The client doesn't get an "AI migration." They just get their migration, only it's completed faster. Your company gets it done with a lower cost of goods sold, which means more margin. And you can take on more migrations because you can execute them faster and more reliably. That is AI adoption with tangible ROI for everyone. The only thing you're giving up is the shiny "AI" label on the SOW. You're not selling an AI product; you are the AI product. Your consultancy becomes AI-forward, empowered by new ways of working.
This internal transformation does more than just save money; it builds an operational moat. Your whole company starts to develop a deep market awareness. Your ability to recognize opportunities, prototype products, and move at a speed that was previously unimaginable becomes a core competency. When people see how these tools can make their jobs easier, they become motivated to experiment and stay on the cutting edge. It democratizes innovation.
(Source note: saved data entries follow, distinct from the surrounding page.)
PR #115, opened 2022-08-12
Report connection error status code

jasongin:
When a websocket connection to the relay fails, check the HTTP status code and use that to generate a better error message in the `TunnelConnectionException`. That exception message will also be displayed by the CLI.

### DIFF
--- a/cs/src/Connections/WebSocketStream.cs
+++ b/cs/src/Connections/WebSocketStream.cs
@@ -6,457 +6,449 @@
 using System;
 using System.Diagnostics;
 using System.IO;
+using System.Net;
 using System.Net.WebSockets;
 using System.Threading;
 using System.Threading.Tasks;
 
-namespace Microsoft.VsSaaS.TunnelService
+namespace Microsoft.VsSaaS.TunnelService;
+
+/// <summary>
+/// Wraps a <see cref="WebSocket"/> to adapt it to <see cref="Stream"/>.
+/// </summary>
+/// <remarks>
+/// Cancelling reads or writes will abort the web socket connection.
+/// If backs SshSession when it is closed, SshSession cancels the read from the stream, which will abort the web socket.
+/// </remarks>
+public class WebSocketStream : Stream
 {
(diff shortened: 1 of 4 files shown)


jasongin:
This needs a rebase...

cs/src/Connections/WebSocketStream.cs
```diff
@@ -6,519 +6,547 @@
...
             {
-                configure?.Invoke(socket.Options);
-                await socket.ConnectAsync(uri, cancellation);
-                return new WebSocketStream(socket);
-            }
-            catch
-            {
-                socket.Dispose();
-                throw;
+                var offset = messageIndex + statusCodeMessage.Length;
```
IlyaBiryukov, line 110: There is already code in `WebSocketStream` that gets the status code from the exception message, checked in with my PR https://github.com/microsoft/dev-tunnels/pull/99

jasongin: Yes, I just realized this is mostly duplicating that. I'll close this PR.

cs/src/Connections/WebSocketStream.cs
```diff
@@ -6,519 +6,547 @@
 using System;
 using System.Diagnostics;
 using System.IO;
+using System.Net;
 using System.Net.WebSockets;
 using System.Threading;
 using System.Threading.Tasks;
 
-namespace Microsoft.VsSaaS.TunnelService
+namespace Microsoft.VsSaaS.TunnelService;
```
IlyaBiryukov, line 14: Lots of changes in this file making it hard to review. Perhaps changing to file-scoped namespace may happen in a separate PR to simplify reviewing this one?

jasongin: For future reference, GitHub can hide whitespace differences:
image

But I closed this PR anyway.

IlyaBiryukov: Thanks for the tip on the whitespace diffing!

PR #116, opened 2022-08-15
Do not check host RemoteForwarders when PFS channel opens

IlyaBiryukov:
There is a small time interval in `ForwardPortAsync()` between the port being forwarded with `ForwardFromRemotePortAsync()` and `RemoteForwarders` updated.

See https://github.com/microsoft/basis-planning/issues/467

The check is redundant because setting `AcceptRemoteConnectionsForNonForwardedPorts` to false makes PFS reject forwarding requests from the clients for the ports that are not forwarded and are missing in `PFS.remoteConnectors`.
Call to `PFS.ForwardFromRemotePortAsync()` in `ForwardPortAsync()` adds the connector to `PFS.remoteConnectors`.

### DIFF
--- a/cs/src/Connections/TunnelRelayTunnelHost.cs
+++ b/cs/src/Connections/TunnelRelayTunnelHost.cs
@@ -458,12 +458,14 @@ namespace Microsoft.VsSaaS.TunnelService
                         return;
                     }
 
-                    if (!RemoteForwarders.ContainsKey(new SessionPortKey(sessionId, (ushort)portForwardRequest.Port)))
-                    {
-                        Trace.Warning("Rejecting request to connect to non-forwarded port:" +
-                            portForwardRequest.Port);
-                        e.FailureReason = SshChannelOpenFailureReason.AdministrativelyProhibited;
-                    }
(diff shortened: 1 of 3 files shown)


cs/src/Connections/TunnelRelayTunnelHost.cs
```diff
@@ -458,12 +458,14 @@ private void OnSshChannelOpening(object? sender, SshChannelOpeningEventArgs e)
                         return;
                     }
 
-                    if (!RemoteForwarders.ContainsKey(new SessionPortKey(sessionId, (ushort)portForwardRequest.Port)))
```
jasongin, line 461: I think the other checks above are unnecessary also, since their primary purpose was to get the `sessionId` for this lookup.

IlyaBiryukov: Done

jasongin (dismissed):

IlyaBiryukov:
@jasongin could you please approve one more time? One PR check was failing because there was a comment with a reference to the bug in the planning repo. I've removed it.

jasongin (approved):

PR #119, opened 2022-08-18
Make TunnelManagementClient extensible

jasongin:
- Define protected `SendTunnelRequestAsync()` and `SendRequestAsync()` methods in C# `TunnelManagementClient` enabling subclasses to support additional management APIs without duplicating a lot of code to format requests and handle responses and errors. (We'll use this for internal APIs.)
 - Apply equivalent changes to TS. (No specific need for this yet but it's good to keep parity with C#.)
 - Fix handling of 404 responses in TS which was not correct for some APIs.

I tried to make the new APIs cleaner and more consistent, and they are well-documented. The PR diff has a lot of changes but much of it is just renaming/reordering parameters, or doc-comments.

### DIFF
--- a/cs/src/Management/TunnelManagementClient.cs
+++ b/cs/src/Management/TunnelManagementClient.cs
@@ -215,41 +215,206 @@ namespace Microsoft.VsSaaS.TunnelService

Once your company operates this way, anyone can spin off products based on their expertise. You can sell AI Agile Coaches as a Service. You can offer "95% Automated Atlassian Migrations" as a Marketplace app. You can deploy agentic AI JIRA Administrators to handle service requests. You can build robust, future-proof Enterprise Knowledge Graphs. You can form meaningful partnerships with the true leaders like OpenAI and Anthropic, not just as a customer, but as a genuine implementation partner and thought leader. And perhaps most importantly, you stand poised to engage existential threats to the Atlassian ecosystem because your expertise is more widely located in “Enterprise AI Architecture” than in simply knowing how to turn on Atlassian Rovo. Internal transformation opens the door to market dominance.
The AI-Forward Philosophy
The path forward, then, is not about choosing the right tools, but about adopting the right philosophy. It begins with the conviction that AI is a capability to be cultivated, not a product to be sold. This requires a disciplined, internal-first approach, where the initial ROI is measured in your own operational efficiency and enhanced ways of working. By drinking your own Kool-Aid, you build the authentic, hard-won expertise that the market is desperately seeking.
This is how you create an operational moat, not with a specific technology, but with a culture of continuous learning and a team that has genuinely experienced a better way of working.
It is a commitment to substance over sizzle, and it is the only sustainable path to market leadership.